PR #198, opened 2018-04-24
Fix pg wait

msakrejda:
Make `pg:wait` wait for a single database correctly (and fix the tests that failed to catch this).

### DIFF
--- a/test/commands/wait.js
+++ b/test/commands/wait.js
@@ -12,8 +12,8 @@ const all = [
 ]
 const fetcher = () => {
   return {
-    all: () => all,
-    addon: () => all[0]
+    all: () => Promise.resolve(all),
+    addon: () => Promise.resolve(all[0])
   }
 }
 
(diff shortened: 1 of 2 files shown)


test/commands/wait.js
```diff
@@ -12,8 +12,8 @@ const all = [
 ]
 const fetcher = () => {
   return {
-    all: () => all,
-    addon: () => all[0]
+    all: () => Promise.resolve(all),
+    addon: () => Promise.resolve(all[0])
```
msakrejda, line 16: These changes ensure that the tests (correctly) fail without the code changes above.

mble (approved):
LGTM 👍

I should learn how this async/await stuff works in Node.

jdx (approved):

jdx:
I think because I moved this from `co` to `async/await` this started to fail. In `co`  you could wait on arrays of promises so `yield [mypromise, myotherpromise]` was the same as `await Promise.all([mypromise, myotherpromise])`

PR #199, opened 2018-04-30
Ensure we wait between pg:wait polling checks

msakrejda:
See https://support.heroku.com/tickets/577414

### DIFF
--- a/commands/wait.js
+++ b/commands/wait.js
@@ -13,7 +13,6 @@ async function run (context, heroku) {
   const notify = require('../lib/notify')(context)
 
   let waitFor = async function waitFor (db) {
-    const wait = require('co-wait')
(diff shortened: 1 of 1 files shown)


commands/wait.js
```diff
@@ -66,7 +65,11 @@ async function run (context, heroku) {
 
       cli.action.status(status.message)
 
-      await wait(interval * 1000)
+      await new Promise((resolve, reject) => {
+        setTimeout(() => {
+          resolve()
+        }, interval * 1000)
+      })
```
msakrejda: No idea if this is the right way to do it, but it looks like `co-wait` is not the right way to do it--it seems to ignore the wait entirely.

idan (approved):
Legit

PR #203, opened 2018-05-10
update deps

jdx:
now we are able to lazy-load commands so it is actually better to
load all of lodash than the smaller modules separately


msakrejda (approved):
:tada:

★ ★ ★ ★ ★

### Work request
The answer should be all lines from the entries above that hold the word "shortened".

### Result for this task
(diff shortened: 1 of 2 files shown)
(diff shortened: 1 of 1 files shown)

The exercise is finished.